Suppose that you have a stack of identical, frictionless, uniform-density $1 \times 2$ bricks arranged in the ordinary configuration (each row is offset by $1$ relative to the row below.)
Question
Is there a combinatorial rule that captures whether or not a given stack of bricks would be stable? In particular, that no small vertical force will cause the stack to move.
In other words, how can one determine whether or not a configuration is stable without doing a static force analysis.
(Admittedly, this question is a little hand-wavey, so let me know if I can clarify anything.)
Examples
Clearly, a stack of bricks that does not have any "overhangs" should be stable:
But we can also allow a cantilever if there's a brick above:
Non-examples
However, having a brick above is not sufficient, because a stack like this should not be stable.
Similarly, having a brick above is necessary because a configuration like this is in unstable equilibrium; in particular the upper-right brick in this example would fall if an arbitrarily small force were applied to the right side.
Although probably not a combinatorial rule per se, here is an algorithm that could be used to find unstable equilibria or configurations that would not be in equilibria:
1) Identify all bricks with only 1 supporting brick.

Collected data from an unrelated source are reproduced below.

Issue #2580, opened 2022-12-10
[testability] Deleting a saved query from inside of it does not navigate away immediately


chanulee1:
https://user-images.githubusercontent.com/103299204/206831560-6d655ede-14b6-48f1-86bf-8858272e7ff9.mp4

grantfitzsimmons:
@mc0822 recreated this issue again today.

specifysoftware:
This issue has been mentioned on **Specify Community Forum**. There might be relevant details there:

https://discourse.specifysoftware.org/t/specify-7-8-9-release-announcement/1131/1

PR #3022, opened 2023-02-20
Update the query list after a deletion

### LINKED ISSUE #3021: Deleting query does not update query list immediately
https://user-images.githubusercontent.com/103299204/220184179-a0767e71-07b2-4772-af1e-057b73387f7d.mp4

https://coldfish-edge.test.specifysystems.org/specify/overlay/queries/

branch: `edge`

CarolineDenis:
Fixed #3021

### DIFF
--- a/specifyweb/frontend/js_src/lib/components/DataModel/resource.ts
+++ b/specifyweb/frontend/js_src/lib/components/DataModel/resource.ts
@@ -32,7 +32,9 @@ import type { Tables } from './types';
  * fetching the new one.
  */
 
-export const resourceEvents = eventListener<{ readonly deleted: SpecifyResource<AnySchema> }>();
+export const resourceEvents = eventListener<{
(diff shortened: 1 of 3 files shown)


maxxxxxdlp (approved):

melton-jason:
Is #2580 within the scope of this pull request? It is not specific to the query list, but is related to performing some action/update upon query deletion (specifically, not navigating away from a query when it is deleted, potentially cause a 404 page to be displayed).

chanulee1 (approved):
If the answer to Jason's question is no, then this looks good.

maxxxxxdlp:
@CarolineDenis you can use a resourceEvents just like you did in the query list to detect when the query that is currently displayed has been deleted and so redirect the user to home page/query list dialog.
Place that code into a hook and call it in QueryBuilder/Wrapped.tsx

2) For each of these bricks consider the bricks above it connected to it by an upward facing V. (These are the only bricks that put any weight onto the brick, and therefore determine its stability.)
3) If this group of bricks has a center of gravity that is directly over the supporting brick, then the configuration is stable. If the center of gravity is directly over the edge of the supporting brick then it is unstable. If the center of gravity is over the unsupported side then it is not in equilibrium and will fall due to gravity.
4) If all singly supported bricks are in stable equilibrium, then the entire configuration is also. Else, if all singly supported bricks are either stable or unstable, then the configuration is unstable. Else, the configuration is not in an equilibrium.